About this exercise: Look below for the line containing "Adds a command"; from there through the line containing "top of Boost.Asio.", both lines included, please set down each line exactly and nothing else.

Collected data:
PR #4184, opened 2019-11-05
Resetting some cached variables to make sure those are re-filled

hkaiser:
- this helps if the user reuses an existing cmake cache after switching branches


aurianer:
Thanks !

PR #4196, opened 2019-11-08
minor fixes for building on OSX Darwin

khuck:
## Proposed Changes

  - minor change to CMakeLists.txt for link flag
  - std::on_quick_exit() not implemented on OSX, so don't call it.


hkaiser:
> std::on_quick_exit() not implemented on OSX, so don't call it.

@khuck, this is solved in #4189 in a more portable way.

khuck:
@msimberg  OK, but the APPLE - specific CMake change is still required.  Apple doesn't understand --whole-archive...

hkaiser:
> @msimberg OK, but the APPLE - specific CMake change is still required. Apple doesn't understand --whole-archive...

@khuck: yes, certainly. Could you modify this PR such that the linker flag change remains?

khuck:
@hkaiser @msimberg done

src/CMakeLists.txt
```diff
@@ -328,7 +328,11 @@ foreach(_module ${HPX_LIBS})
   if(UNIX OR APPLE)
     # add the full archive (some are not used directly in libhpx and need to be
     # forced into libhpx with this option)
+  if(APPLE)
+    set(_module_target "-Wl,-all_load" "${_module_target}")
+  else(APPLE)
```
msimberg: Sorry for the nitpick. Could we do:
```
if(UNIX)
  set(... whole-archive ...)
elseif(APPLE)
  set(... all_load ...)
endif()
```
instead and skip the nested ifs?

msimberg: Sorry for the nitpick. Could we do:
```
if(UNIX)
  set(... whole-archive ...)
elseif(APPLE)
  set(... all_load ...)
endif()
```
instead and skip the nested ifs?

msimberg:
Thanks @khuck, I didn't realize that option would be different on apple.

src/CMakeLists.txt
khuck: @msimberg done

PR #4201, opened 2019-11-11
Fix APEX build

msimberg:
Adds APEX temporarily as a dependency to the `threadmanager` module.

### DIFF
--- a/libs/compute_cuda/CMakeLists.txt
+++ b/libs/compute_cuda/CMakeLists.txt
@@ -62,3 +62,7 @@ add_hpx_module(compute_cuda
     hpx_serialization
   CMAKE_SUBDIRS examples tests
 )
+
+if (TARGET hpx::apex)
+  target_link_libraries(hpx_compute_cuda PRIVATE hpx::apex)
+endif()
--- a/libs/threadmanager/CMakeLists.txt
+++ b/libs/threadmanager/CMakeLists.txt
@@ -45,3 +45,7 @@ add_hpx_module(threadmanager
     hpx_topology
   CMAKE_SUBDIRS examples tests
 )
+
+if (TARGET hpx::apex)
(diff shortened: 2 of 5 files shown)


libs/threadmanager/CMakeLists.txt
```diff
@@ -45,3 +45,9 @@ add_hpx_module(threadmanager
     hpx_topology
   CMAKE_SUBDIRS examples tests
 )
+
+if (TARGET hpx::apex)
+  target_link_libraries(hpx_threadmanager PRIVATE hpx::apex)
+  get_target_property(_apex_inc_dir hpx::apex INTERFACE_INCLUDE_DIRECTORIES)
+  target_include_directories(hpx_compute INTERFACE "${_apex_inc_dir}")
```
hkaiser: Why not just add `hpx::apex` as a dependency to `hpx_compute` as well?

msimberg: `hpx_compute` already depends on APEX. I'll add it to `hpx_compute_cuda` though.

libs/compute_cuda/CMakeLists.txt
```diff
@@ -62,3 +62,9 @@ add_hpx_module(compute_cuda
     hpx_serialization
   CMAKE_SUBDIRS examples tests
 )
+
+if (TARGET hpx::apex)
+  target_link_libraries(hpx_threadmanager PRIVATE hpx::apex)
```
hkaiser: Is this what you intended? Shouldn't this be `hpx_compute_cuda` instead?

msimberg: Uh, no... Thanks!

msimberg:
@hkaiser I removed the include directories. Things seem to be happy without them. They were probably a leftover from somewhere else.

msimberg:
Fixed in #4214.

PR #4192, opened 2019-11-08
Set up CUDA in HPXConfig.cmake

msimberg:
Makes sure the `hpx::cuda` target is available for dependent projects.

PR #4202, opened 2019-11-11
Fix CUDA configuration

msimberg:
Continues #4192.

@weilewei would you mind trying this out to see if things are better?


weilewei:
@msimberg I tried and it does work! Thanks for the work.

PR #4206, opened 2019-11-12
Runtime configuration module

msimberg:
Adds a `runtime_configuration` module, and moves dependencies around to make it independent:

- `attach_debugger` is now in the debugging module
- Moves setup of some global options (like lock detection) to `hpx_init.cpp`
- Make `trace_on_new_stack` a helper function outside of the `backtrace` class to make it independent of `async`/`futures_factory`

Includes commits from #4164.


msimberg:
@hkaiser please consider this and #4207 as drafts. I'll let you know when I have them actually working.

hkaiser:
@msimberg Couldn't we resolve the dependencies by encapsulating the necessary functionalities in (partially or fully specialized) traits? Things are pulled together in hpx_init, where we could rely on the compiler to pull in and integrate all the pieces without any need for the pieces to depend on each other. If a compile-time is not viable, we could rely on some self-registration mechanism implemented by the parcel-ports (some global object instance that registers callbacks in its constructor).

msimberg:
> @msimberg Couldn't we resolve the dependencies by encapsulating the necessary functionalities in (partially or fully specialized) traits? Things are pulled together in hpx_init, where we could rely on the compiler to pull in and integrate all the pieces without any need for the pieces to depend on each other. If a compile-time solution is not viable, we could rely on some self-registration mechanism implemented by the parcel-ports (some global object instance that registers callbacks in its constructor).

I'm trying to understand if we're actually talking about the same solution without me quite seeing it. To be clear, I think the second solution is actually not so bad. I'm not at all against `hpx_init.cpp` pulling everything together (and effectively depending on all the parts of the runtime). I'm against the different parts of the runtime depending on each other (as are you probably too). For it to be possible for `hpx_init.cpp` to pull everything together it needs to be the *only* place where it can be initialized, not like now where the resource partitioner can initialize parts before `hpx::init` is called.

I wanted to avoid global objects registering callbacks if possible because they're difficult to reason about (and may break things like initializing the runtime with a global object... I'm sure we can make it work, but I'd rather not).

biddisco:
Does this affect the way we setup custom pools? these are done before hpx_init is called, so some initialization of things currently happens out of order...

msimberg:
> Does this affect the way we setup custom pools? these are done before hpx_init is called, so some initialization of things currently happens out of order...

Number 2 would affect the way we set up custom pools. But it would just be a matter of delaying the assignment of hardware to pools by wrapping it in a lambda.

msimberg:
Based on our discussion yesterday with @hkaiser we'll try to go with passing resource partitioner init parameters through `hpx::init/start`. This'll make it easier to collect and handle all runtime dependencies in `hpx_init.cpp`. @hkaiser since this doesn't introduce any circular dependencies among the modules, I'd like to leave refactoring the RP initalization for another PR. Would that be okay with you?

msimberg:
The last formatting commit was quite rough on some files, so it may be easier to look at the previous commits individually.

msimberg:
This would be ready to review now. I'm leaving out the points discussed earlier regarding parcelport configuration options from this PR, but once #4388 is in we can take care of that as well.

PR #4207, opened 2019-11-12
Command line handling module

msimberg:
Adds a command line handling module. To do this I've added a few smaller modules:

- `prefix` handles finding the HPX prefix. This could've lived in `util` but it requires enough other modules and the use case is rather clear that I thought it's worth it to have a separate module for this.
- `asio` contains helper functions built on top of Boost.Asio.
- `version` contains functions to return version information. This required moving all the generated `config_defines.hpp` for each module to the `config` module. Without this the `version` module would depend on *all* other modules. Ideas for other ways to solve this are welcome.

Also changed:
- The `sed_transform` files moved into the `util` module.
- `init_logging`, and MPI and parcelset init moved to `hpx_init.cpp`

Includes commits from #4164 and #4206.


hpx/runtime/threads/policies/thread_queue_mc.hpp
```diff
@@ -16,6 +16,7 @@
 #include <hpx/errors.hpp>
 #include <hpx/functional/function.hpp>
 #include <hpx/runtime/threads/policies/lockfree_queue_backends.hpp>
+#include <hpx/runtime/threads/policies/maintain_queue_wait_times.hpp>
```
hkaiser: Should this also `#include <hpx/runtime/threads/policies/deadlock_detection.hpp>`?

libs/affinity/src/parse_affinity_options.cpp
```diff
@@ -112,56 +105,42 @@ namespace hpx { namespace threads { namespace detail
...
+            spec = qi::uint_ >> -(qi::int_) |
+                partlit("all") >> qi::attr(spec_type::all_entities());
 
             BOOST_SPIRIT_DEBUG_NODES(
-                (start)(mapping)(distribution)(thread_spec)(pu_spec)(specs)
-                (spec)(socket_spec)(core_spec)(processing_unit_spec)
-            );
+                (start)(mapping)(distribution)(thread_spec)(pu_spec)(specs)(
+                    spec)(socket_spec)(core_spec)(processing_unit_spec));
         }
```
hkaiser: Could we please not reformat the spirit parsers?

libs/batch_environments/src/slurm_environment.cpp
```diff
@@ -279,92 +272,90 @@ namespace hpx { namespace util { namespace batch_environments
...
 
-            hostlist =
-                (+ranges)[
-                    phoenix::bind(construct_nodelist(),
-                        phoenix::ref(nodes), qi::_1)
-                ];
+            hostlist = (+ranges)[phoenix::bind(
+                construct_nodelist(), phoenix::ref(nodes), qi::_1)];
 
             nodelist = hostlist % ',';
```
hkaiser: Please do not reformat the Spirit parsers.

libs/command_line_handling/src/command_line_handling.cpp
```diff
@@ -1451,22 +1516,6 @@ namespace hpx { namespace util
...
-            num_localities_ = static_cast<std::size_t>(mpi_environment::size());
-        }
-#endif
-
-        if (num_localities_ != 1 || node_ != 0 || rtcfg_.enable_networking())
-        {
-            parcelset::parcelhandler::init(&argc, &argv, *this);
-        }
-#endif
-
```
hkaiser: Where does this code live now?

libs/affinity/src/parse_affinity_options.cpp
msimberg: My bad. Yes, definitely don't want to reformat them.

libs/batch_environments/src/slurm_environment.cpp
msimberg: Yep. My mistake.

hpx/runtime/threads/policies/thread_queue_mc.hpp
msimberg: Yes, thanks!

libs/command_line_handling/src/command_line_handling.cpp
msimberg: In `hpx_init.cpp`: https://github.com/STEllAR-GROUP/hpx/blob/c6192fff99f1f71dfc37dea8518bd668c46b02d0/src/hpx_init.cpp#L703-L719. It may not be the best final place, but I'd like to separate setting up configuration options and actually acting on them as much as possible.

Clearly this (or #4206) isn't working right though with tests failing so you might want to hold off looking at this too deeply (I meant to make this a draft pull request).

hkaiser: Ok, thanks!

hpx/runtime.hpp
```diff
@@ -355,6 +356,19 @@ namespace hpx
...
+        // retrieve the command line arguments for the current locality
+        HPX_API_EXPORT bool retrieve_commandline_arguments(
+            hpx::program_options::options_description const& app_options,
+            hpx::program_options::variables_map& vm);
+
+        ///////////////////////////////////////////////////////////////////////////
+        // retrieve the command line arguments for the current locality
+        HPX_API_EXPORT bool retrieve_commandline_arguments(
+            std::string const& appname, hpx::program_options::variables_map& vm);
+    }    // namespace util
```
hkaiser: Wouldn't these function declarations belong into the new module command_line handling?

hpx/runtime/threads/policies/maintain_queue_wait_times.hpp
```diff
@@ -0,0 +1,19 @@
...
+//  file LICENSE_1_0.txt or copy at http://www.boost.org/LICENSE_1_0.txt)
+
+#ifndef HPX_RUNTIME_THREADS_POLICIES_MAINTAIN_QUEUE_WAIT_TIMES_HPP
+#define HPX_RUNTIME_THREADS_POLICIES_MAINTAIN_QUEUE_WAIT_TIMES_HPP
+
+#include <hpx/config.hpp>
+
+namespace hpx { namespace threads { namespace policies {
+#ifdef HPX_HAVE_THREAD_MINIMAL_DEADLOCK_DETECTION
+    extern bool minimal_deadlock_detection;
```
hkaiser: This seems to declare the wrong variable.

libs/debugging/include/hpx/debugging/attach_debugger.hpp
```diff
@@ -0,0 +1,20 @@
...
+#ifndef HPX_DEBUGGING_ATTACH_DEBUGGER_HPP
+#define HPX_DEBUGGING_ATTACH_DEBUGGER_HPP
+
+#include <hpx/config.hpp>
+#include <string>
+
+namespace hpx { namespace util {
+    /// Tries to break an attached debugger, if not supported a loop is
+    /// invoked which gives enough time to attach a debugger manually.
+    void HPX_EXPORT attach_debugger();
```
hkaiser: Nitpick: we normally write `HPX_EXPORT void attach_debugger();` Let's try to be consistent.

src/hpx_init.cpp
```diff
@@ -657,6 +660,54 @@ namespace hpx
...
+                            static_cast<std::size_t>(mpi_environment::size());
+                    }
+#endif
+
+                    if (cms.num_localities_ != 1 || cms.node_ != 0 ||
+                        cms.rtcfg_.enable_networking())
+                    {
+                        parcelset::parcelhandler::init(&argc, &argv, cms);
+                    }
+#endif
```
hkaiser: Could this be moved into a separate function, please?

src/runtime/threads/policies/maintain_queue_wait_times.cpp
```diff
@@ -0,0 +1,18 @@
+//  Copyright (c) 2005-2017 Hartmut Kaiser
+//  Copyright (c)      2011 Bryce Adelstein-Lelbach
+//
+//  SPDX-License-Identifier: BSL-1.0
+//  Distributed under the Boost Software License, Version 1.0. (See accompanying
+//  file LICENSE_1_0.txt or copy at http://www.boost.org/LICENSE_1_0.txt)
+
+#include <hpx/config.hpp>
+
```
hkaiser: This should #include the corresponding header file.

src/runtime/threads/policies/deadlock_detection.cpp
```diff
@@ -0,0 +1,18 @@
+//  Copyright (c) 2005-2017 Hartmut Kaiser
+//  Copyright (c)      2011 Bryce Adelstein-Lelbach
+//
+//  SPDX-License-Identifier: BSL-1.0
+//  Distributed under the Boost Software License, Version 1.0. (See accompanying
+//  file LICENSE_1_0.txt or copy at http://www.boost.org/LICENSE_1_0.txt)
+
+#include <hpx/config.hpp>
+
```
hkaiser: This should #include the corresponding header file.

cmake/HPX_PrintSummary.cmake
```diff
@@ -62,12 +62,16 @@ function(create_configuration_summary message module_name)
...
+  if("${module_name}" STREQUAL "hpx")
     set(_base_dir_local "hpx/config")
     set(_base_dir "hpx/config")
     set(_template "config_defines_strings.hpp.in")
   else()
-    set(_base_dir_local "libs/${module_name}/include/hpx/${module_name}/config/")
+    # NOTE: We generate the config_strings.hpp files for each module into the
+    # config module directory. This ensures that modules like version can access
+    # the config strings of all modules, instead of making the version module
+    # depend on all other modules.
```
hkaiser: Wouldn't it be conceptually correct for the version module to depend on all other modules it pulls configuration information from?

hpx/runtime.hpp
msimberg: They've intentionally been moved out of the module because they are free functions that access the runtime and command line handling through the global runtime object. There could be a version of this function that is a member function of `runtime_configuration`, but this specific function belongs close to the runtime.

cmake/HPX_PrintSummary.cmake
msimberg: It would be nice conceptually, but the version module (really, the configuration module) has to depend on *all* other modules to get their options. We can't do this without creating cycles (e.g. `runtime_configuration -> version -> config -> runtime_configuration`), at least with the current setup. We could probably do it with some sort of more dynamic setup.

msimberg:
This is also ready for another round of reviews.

Completed exercise:
Adds a command line handling module. To do this I've added a few smaller modules:

- `prefix` handles finding the HPX prefix. This could've lived in `util` but it requires enough other modules and the use case is rather clear that I thought it's worth it to have a separate module for this.
- `asio` contains helper functions built on top of Boost.Asio.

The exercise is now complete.